PR #9883, opened 2026-07-15
Gate Provider workflows on missing integration dependencies

### LINKED ISSUE #9824: Medplum Provider should surface missing shared-project dependencies upfront

Filupnot:
Fixes #9824 

## Problem
When a project is missing a dependency that a workflow needs, users hit broken flows and a wall of errors they can't act on. We shouldn't let users into a workflow they have no way to complete, and we shouldn't surface errors with no actionable fix.

## What this does
- **Blocks the Order Labs workflow upfront when the Health Gorilla bot isn't linked**, so users never enter a flow that can't complete (this also stops `useHealthGorillaLabOrder` from mounting and throwing). The message is role-aware:
  - **Admins** see which integration to link, with a docs link.
  - **End users** are told the workflow isn't set up yet and to contact their administrator.

  image
  

- **Adds an admin-only banner on the Get Started page** summarizing every missing dependency, so admins can fix them up front instead of discovering them one blocked workflow at a time.

  

- **Adds reusable plumbing** so future bot-dependent workflows can be gated the same way with a single manifest entry:
  - `dependencies.ts` - maps each gated workflow to its bot dependencies.
  - `useWorkflowAvailability` - probes each dependency via a cheap `Bot?identifier=…` search (cached per session; the bot is never executed).
  - `<WorkflowGate>` - wraps a workflow's entry point and renders the role-aware guidance above when a dependency is missing. `OrderLabsPage` is wrapped once, covering all three places it's rendered.

- **Makes the missing-profile error on resource creation actionable.** Creating a resource whose type requires a FHIR profile (e.g. a Patient requiring `us-core-patient`) previously failed with a raw `StructureDefinition profile ... not found` server error on the create page. It now shows the **same role-aware card as the workflow gate** for visual consistency: admins see which profile to import plus a link to the profiles docs; other users are directed to an administrator. `ResourceFormWithRequiredProfile` already blocked submission in this case; this only replaces the raw error with guidance, and callers that pass no message (the resource edit pages) keep the existing fallback.
image

- **Adds a link to the Stedi insurance-eligibility docs** from the existing eligibility upsell.

  

## Why only *some* things are gated
There are two kinds of integration-backed workflows, and they're handled differently on purpose:
- **Core** - baked into the app; users expect them to work (e.g. ordering labs via Health Gorilla). These are gated upfront (banner + `WorkflowGate`).
- **Isolated** - exist *only* because an integration is present (e.g. Stedi eligibility, DoseSpot, ScriptSure). A missing optional integration isn't a broken core workflow, so these are intentionally left out of the manifest and banner and keep their existing in-context handling (eligibility keeps its "Contact Support" upsell, now with the Stedi docs link; DoseSpot/ScriptSure hide their entry points).

## What about ValueSet dependencies?
Out of scope: an audit of every coded field in Provider found none with a hard ValueSet dependency (no field passes `creatable={false}`; they all accept custom values), so a missing terminology ValueSet degrades gracefully rather than breaking a flow.

### DIFF
--- a/examples/medplum-provider/src/components/UnavailableNotice.tsx
+++ b/examples/medplum-provider/src/components/UnavailableNotice.tsx
@@ -1,29 +1,39 @@
 // SPDX-FileCopyrightText: Copyright Orangebot, Inc. and Medplum contributors
 // SPDX-License-Identifier: Apache-2.0
-import { Center, Paper, Stack, Title } from '@mantine/core';
+import { Center, Stack, Text, Title } from '@mantine/core';
 import type { JSX, ReactNode } from 'react';
 
 export interface UnavailableNoticeProps {
   /** Decorative icon shown above the title. Callers should mark it `aria-hidden`. */
   readonly icon: ReactNode;
-  readonly title: string;
-  readonly children: ReactNode;
+  readonly title: ReactNode;
+  /** Dimmed prose shown under the title. */
+  readonly description?: ReactNode;
+  /** Anything that follows the description — what is missing, where to go next. */
+  readonly children?: ReactNode;
 }
 
-// Shared presentational card explaining, in a role-aware way, why a workflow or page is
+// Shared presentational notice explaining, in a role-aware way, why a workflow or page is
 // unavailable (a missing integration, an uninstalled profile, etc.). Centralizing the shell keeps
 // these notices visually consistent instead of relying on hand-synced copies.
+//
+// The props and slot order deliberately mirror Mantine's `EmptyState` (icon, title, description,
+// then children; no card container of its own) so that this collapses into that component when we
+// move to Mantine >= 9.4.
 export function UnavailableNotice(props: UnavailableNoticeProps): JSX.Element {
-  const { icon, title, children } = props;
+  const { icon, title, description, children } = props;
   return (
     <Center p="xl">
-      <Paper shadow="md" p="xl" radius="md" withBorder maw={480}>
-        <Stack align="center" gap="sm" ta="center">
-          {icon}
-          <Title order={3}>{title}</Title>
-          {children}
-        </Stack>
-      </Paper>
+      <Stack align="center" gap="sm" ta="center" maw={480}>
+        {icon}
+        <Title order={3}>{title}</Title>
+        {description && (
+          <Text size="sm" c="dimmed">
+            {description}
+          </Text>
+        )}
+        {children}
+      </Stack>
     </Center>
   );
 }
--- a/examples/medplum-provider/src/components/UnavailableNotice.tsx
+++ b/examples/medplum-provider/src/components/UnavailableNotice.tsx
@@ -1,0 +1,29 @@
+// SPDX-FileCopyrightText: Copyright Orangebot, Inc. and Medplum contributors
+// SPDX-License-Identifier: Apache-2.0
+import { Center, Paper, Stack, Title } from '@mantine/core';
+import type { JSX, ReactNode } from 'react';
+
+export interface UnavailableNoticeProps {
+  /** Decorative icon shown above the title. Callers should mark it `aria-hidden`. */
+  readonly icon: ReactNode;
+  readonly title: string;
+  readonly children: ReactNode;
+}
+
+// Shared presentational card explaining, in a role-aware way, why a workflow or page is
+// unavailable (a missing integration, an uninstalled profile, etc.). Centralizing the shell keeps
+// these notices visually consistent instead of relying on hand-synced copies.
+export function UnavailableNotice(props: UnavailableNoticeProps): JSX.Element {
+  const { icon, title, children } = props;
+  return (
+    <Center p="xl">
+      <Paper shadow="md" p="xl" radius="md" withBorder maw={480}>
+        <Stack align="center" gap="sm" ta="center">
+          {icon}
+          <Title order={3}>{title}</Title>
+          {children}
+        </Stack>
+      </Paper>
+    </Center>
+  );
+}
--- a/examples/medplum-provider/src/components/encounter/EncounterCoverageEligibilityModal.tsx
+++ b/examples/medplum-provider/src/components/encounter/EncounterCoverageEligibilityModal.tsx
@@ -1,6 +1,7 @@
 // SPDX-FileCopyrightText: Copyright Orangebot, Inc. and Medplum contributors
 // SPDX-License-Identifier: Apache-2.0
 import {
+  Anchor,
   Badge,
   Box,
   Button,
@@ -265,9 +266,21 @@ function CoverageCard(props: CoverageCardProps): JSX.Element {
           <Box pt="md">
             {!benefitsLoading && !eligibilityResponse && (
               <Text size="sm" c="dimmed">
-                {eligibilityBot
-                  ? 'No eligibility check found. Click "Check Eligibility" to run a check.'
-                  : 'No eligibility check found. Contact support to enable eligibility checks.'}
+                {eligibilityBot ? (
+                  'No eligibility check found. Click "Check Eligibility" to run a check.'
+                ) : (
+                  <>
+                    No eligibility check found. Contact support to enable eligibility checks, or{' '}
+                    <Anchor
+                      href="https://www.medplum.com/docs/integration/stedi/insurance-eligibility/eligibility-checks"
+                      target="_blank"
+                      rel="noreferrer"
+                    >
+                      learn about insurance eligibility
+                    </Anchor>
+                    .
+                  </>
+                )}
               </Text>
             )}
             {!benefitsLoading && eligibilityResponse?.outcome === 'error' && (
--- a/examples/medplum-provider/src/components/encounter/EncounterCoverageEligibilityModal.tsx
+++ b/examples/medplum-provider/src/components/encounter/EncounterCoverageEligibilityModal.tsx
@@ -1,7 +1,6 @@
 // SPDX-FileCopyrightText: Copyright Orangebot, Inc. and Medplum contributors
 // SPDX-License-Identifier: Apache-2.0
 import {
-  Anchor,
   Badge,
   Box,
   Button,
@@ -36,6 +35,7 @@ import type { JSX } from 'react';
 import { useCallback, useEffect, useState } from 'react';
 import { isSelfPayCoverage } from '../../utils/coverage';
 import { showErrorNotification } from '../../utils/notifications';
+import { DocsLink } from '../DocsLink';
 import { BenefitsTable } from '../insurance/BenefitsTable';
 
 interface EncounterCoverageEligibilityModalProps {
@@ -271,13 +271,9 @@ function CoverageCard(props: CoverageCardProps): JSX.Element {
                 ) : (
                   <>
                     No eligibility check found. Contact support to enable eligibility checks, or{' '}
-                    <Anchor
-                      href="https://www.medplum.com/docs/integration/stedi/insurance-eligibility/eligibility-checks"
-                      target="_blank"
-                      rel="noreferrer"
-                    >
+                    <DocsLink path="integration/stedi/insurance-eligibility/eligibility-checks">
                       learn about insurance eligibility
-                    </Anchor>
+                    </DocsLink>
                     .
                   </>
                 )}
--- a/examples/medplum-provider/src/pages/getstarted/GetStartedPage.tsx
+++ b/examples/medplum-provider/src/pages/getstarted/GetStartedPage.tsx
@@ -40,6 +40,7 @@ import orderSetBundleData from '../../data/order-set-example-bundle.json';
 import patientBundleData from '../../data/patient-david-james-williams.json';
 import visitBundleData from '../../data/simple-initial-visit-bundle.json';
 import { showErrorNotification } from '../../utils/notifications';
+import { WorkflowDependenciesPanel } from '../../workflow/WorkflowDependenciesPanel';
 import classes from './GetStartedPage.module.css';
 import { buildOrderSetImportNotification } from './orderSetImportNotification';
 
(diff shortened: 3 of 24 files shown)


Filupnot:
@claude review please

examples/medplum-provider/src/workflow/useWorkflowAvailability.ts
```diff
@@ -0,0 +1,165 @@
...
+ * the bot most likely can't complete the workflow either.
+ * @param medplum - The Medplum client used to look up bots by identifier.
+ * @param dependencies - The dependencies to probe.
+ * @returns The subset of `dependencies` confirmed missing.
+ */
+async function findMissingDependencies(
+  medplum: MedplumClient,
+  dependencies: readonly WorkflowDependency[]
+): Promise<WorkflowDependency[]> {
+  const results = await Promise.all(
```
techdavidy: I think we should use Promise.allSettled. 
With Promise.all if one fails the rest would fail.

Filupnot: Since we had the try/catch swallowing errors, I don't think the individual probes should never actually reject. But I agree `allSettled` is a bit cleaner: it lets the concurrent call be a plain one-liner and moves the "transient failure = treat as present" logic into one spot. Updated.

noahsilas:
It looks like this is built with some of the same commits as #9819, which has had additional work added and merged. There are now some conflicts, and a bunch of extra context in the diff on this PR. Could you rebase this on top of the latest `main` to make it easier to review? Thanks!

Filupnot:
@noahsilas - Thanks for calling that out. Should be cleaned up now!

examples/medplum-provider/src/components/encounter/EncounterCoverageEligibilityModal.tsx
```diff
@@ -265,9 +266,21 @@ function CoverageCard(props: CoverageCardProps): JSX.Element {
...
+                {eligibilityBot ? (
+                  'No eligibility check found. Click "Check Eligibility" to run a check.'
+                ) : (
+                  <>
+                    No eligibility check found. Contact support to enable eligibility checks, or{' '}
+                    <Anchor
+                      href="https://www.medplum.com/docs/integration/stedi/insurance-eligibility/eligibility-checks"
+                      target="_blank"
+                      rel="noreferrer"
+                    >
```
noahsilas: Consider using `<DocsLink path="integration/stedi/insurance-eligibility/eligibility-checks">` - today this has much the same effect, but I hope to eventually build out some static typing to check that docs paths in Provider stay in sync with pages in the docs package. (Imagine renaming a docs page and getting a typescript error at build time instead of a silently broken link!)

packages/react/src/UnavailableNote/UnavailableNote.tsx
```diff
@@ -4,13 +4,25 @@ import { ActionIcon, Text, Tooltip } from '@mantine/core';
...
+
+const SEVERITY_COLORS: Record<UnavailableNoteSeverity, string> = {
+  warning: 'yellow.9',
+  error: 'red',
+};
+
 export interface UnavailableNoteProps {
   readonly text: string;
-  readonly color: string;
+  readonly severity: UnavailableNoteSeverity;
```
noahsilas, line 20: This change in props is a breaking change; I think it's unlikely that anyone outside the monorepo is depending on this (particularly since it was only added 1 week ago), but since this is a published package (the current API was tagged in v5.1.27) we don't really know that for sure.

IMO it's OK to make this change (brand new component getting tweaked), but if you want to be maximally safe you could omit this change and we could schedule a future breaking change.

I wonder if we want to align this shape with `OperationOutcomeIssue.severity` - the current values are a subset, which makes it fairly easy to expand support to also include "fatal", "information", and "success" later if desired, probably fine to support only this subset for now.

packages/react-hooks/src/useValueSetAvailability/useValueSetAvailability.ts
```diff
@@ -69,6 +69,9 @@ export function useValueSetAvailabilities(urls: readonly (string | undefined)[])
     }
 
     let cancelled = false;
+    // The abort is load-bearing beyond cancelling the request: `MedplumClient` caches rejections
+    // and only evicts an entry when its request is aborted, so aborting on unmount is what lets a
+    // later mount re-probe a value set that has since been imported.
```
noahsilas: Ah, right; when the abort is triggered the cache is cleared even if the request already completed. I think this might not be fully designed/intended, but rather an outcome of the particular implementation in the client.

I think a downside in this case is that we do want a success to stay cached even after this component unmounts, which suggests to me that we need to guard the `abort` in the cleanup function, or teach MedplumClient abort handling not to clear completed results.

If the intent here is to skip reading cache, we should probably use the more explicit `cache: 'reload'` option in the `valueSetExpand()` call instead of relying on "abort" to clear the cache.

examples/medplum-provider/src/workflow/WorkflowGate.tsx
```diff
@@ -0,0 +1,79 @@
...
+      icon={<IconPlugConnectedX size={48} color="var(--mantine-color-gray-5)" aria-hidden />}
+      title={`${workflowLabel} is unavailable`}
+    >
+      <Text size="sm" c="dimmed">
+        This workflow depends on the following {plural ? 'integrations that are' : 'integration that is'} not linked to
+        your project:
+      </Text>
+      {dependencyList}
+      <Text size="sm" c="dimmed">
+        Link the required project{plural ? 's' : ''} to enable this workflow.
```
noahsilas: Total #nit - this style of "append an 's'" pluralization works for english but makes future I18n work a little less clear. If you can keep the entire word together its a little more repetitive but more amenable to future I18n tooling.

```suggestion
        Link the required {plural ? 'projects' : 'project'} to enable this workflow.
```

examples/medplum-provider/src/pages/labs/OrderLabsPage.tsx
```diff
@@ -62,6 +63,14 @@ export interface OrderLabsPageProps {
 }
 
 export function OrderLabsPage(props: OrderLabsPageProps): JSX.Element {
+  return (
+    <WorkflowGate workflow="order-labs">
```
noahsilas, line 67: It feels to me like this is hiding some details specific to this call site a few layers down the call stack (WorkflowGate -> useWorkflowAvailability -> dependencies.ts).

Providing this "workflow ID" string makes some of the useEffect work nice and tidy inside these elements, but I think it is inverting some of the data in a way that feels awkward to me.

What do you think of going the opposite way and lifting that definition from `dependencies` up to this call site?

```tsx
  return (
    <WorkflowGate
      dependencies={[
        {
          kind: 'bot',
          identifier: 'https://www.medplum.com/integrations/bot-identifier|health-gorilla-labs/send-to-health-gorilla',
          label: 'Health Gorilla lab ordering',
          docsUrl: 'https://www.medplum.com/docs/integration/health-gorilla',
        },
      }]
  >
    ...
  </WorkflowGate>
```

examples/medplum-provider/src/components/UnavailableNotice.tsx
```diff
@@ -0,0 +1,29 @@
...
+  /** Decorative icon shown above the title. Callers should mark it `aria-hidden`. */
+  readonly icon: ReactNode;
+  readonly title: string;
+  readonly children: ReactNode;
+}
+
+// Shared presentational card explaining, in a role-aware way, why a workflow or page is
+// unavailable (a missing integration, an uninstalled profile, etc.). Centralizing the shell keeps
+// these notices visually consistent instead of relying on hand-synced copies.
+export function UnavailableNotice(props: UnavailableNoticeProps): JSX.Element {
```
noahsilas, line 16: There doesn't seem to be anything here that is specific to an "Unavailable Notice" - I wonder if there is a more general name we can give this layout component so that we can use the styling in more places. For example, I can imagine some empty-states getting a similar shape with some instructions. (cc @kevinwadeshaw to weigh in on if any of that is actually desirable or if this should stay contained to this semantic use case)

examples/medplum-provider/src/pages/getstarted/GetStartedPage.tsx
```diff
@@ -157,33 +158,38 @@ export function GetStartedPage(): JSX.Element {
...
-            or{' '}
-            <Text component="a" href="mailto:support@medplum.com" c="blue.6" className={classes.link} span>
-              contact us
-            </Text>{' '}
-            to integrate these services.
-          </Text>
-        </Box>
+        {/* Header, with the admin-only missing-dependencies banner above it. The banner lives in a
+            tight group so it never inherits the 6rem section rhythm; when it renders null (non-admin
+            or nothing missing) the Stack gap simply collapses, leaving the header spacing unchanged. */}
```
noahsilas: I feel like this is just describing the behavior of `<Stack>`, can we drop this comment?

packages/react/src/UnavailableNote/UnavailableNote.tsx
Filupnot: Good callout. I decided to keep the change here with the assumption that it's new enough to be OK to tweak this early on. I made it so that it can be `'warning' | 'error'`, which is a subset of the options in `OperationOutcomeIssue.severity`, so if we decide to change that later to match then that should not be a breaking change.

examples/medplum-provider/src/components/UnavailableNotice.tsx
Filupnot: @kevinwadeshaw For context this is what the three styles of this look like. Do we think we'd want to re-use this component in other contexts outside this PR? IMO it's pretty specific to this PR. 

image

examples/medplum-provider/src/pages/labs/OrderLabsPage.tsx
Filupnot: The tricky part about your suggestion is that then we wouldn't be able to have the analyst view in the Getting Started page telling them of all the dependencies that are missing upfront- to get that we need to have a manifest of all dependencies in one place and not just at the call sites. 

An alternative that might address your concern: replace the string key with a reference to the definition itself, like `<WorkflowGate workflow={WORKFLOWS['order-labs']}>`, typing `WorkflowGateProps.workflow` as `WorkflowDefinition` instead of `WorkflowId` so that intellisense will surface it at the call site. Let me know what you think of this.

packages/react-hooks/src/useValueSetAvailability/useValueSetAvailability.ts
Filupnot: I deliberated on this a fair bit, and decided to remove `abort` entirely.

The comment described the abort as load-bearing: it's what lets a later mount re-probe a value set that was previously missing and has since been imported. But the request cache TTL already handles that (60 seconds in Provider), so we'd be re-probing after a minute regardless. Removing it also means a success now stays cached after unmount, which is the behavior you were after.

The biggest win we're getting out of this cache is for situations where a form has multiple fields bound to the same valueset. I didn't go for `reload` because that would skip the cache read in this situation.

To get what you're really describing (remembering successes and expiring failures), we'd need our own cache above the client's. The request cache can't express this because the entry gets created before the request settles, so the TTL would apply equally between successful and failed probes. For the sake of keeping this PR scoped, I decided to not do this here, but I'm happy to open a separate issue if you think this would be a good idea in the future to reduce network calls.

examples/medplum-provider/src/components/UnavailableNotice.tsx
kevinwadeshaw: Good question! At some point we should definitely use a shared component for both these/future notices and our empty states. For now though, I think we can keep as-is since there aren't many instances. Also, we'll likely upgrade to Mantine 9.0 in the next ~six months and can just use their new [EmptyState](https://mantine.dev/core/empty-state/) component then 🙃

For this PR, my only near-term design recommendation would be to remove from the container/paper element and then also remove any other page elements where possible (like the blurred UI we can see behind the notice in Spaces):

Screenshot 2026-08-11 at 10 07 55 PM 

–


These near-term changes would create a foundation for adding future visuals/illustrations/CTAs; ultimately, I think notices should be mini 'ads' for these these features/integrations and include a clear next step for accessing them (including self-serve options once we've shipped marketplace). Some Claude examples:

Screenshot 2026-08-11 at 10 53 10 PM

Screenshot 2026-08-11 at 10 50 10 PM

Filupnot: Thanks for the detailed response! Kept location as-is but updated props to closer match what the new Mantine component has, and removed the Paper. I kept the blur because it was not touched by this PR.

examples/medplum-provider/src/pages/labs/OrderLabsPage.tsx
Filupnot: I implemented my alternative - let me know what you think.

◇ ◇ ◇ ◇ ◇ ◇ ◇

## [Task to complete]
The answer must consist of each line from the entries that contains the string "context".

## [Answer for this exercise]
- **Isolated** - exist *only* because an integration is present (e.g. Stedi eligibility, DoseSpot, ScriptSure). A missing optional integration isn't a broken core workflow, so these are intentionally left out of the manifest and banner and keep their existing in-context handling (eligibility keeps its "Contact Support" upsell, now with the Stedi docs link; DoseSpot/ScriptSure hide their entry points).
It looks like this is built with some of the same commits as #9819, which has had additional work added and merged. There are now some conflicts, and a bunch of extra context in the diff on this PR. Could you rebase this on top of the latest `main` to make it easier to review? Thanks!
Filupnot: @kevinwadeshaw For context this is what the three styles of this look like. Do we think we'd want to re-use this component in other contexts outside this PR? IMO it's pretty specific to this PR. 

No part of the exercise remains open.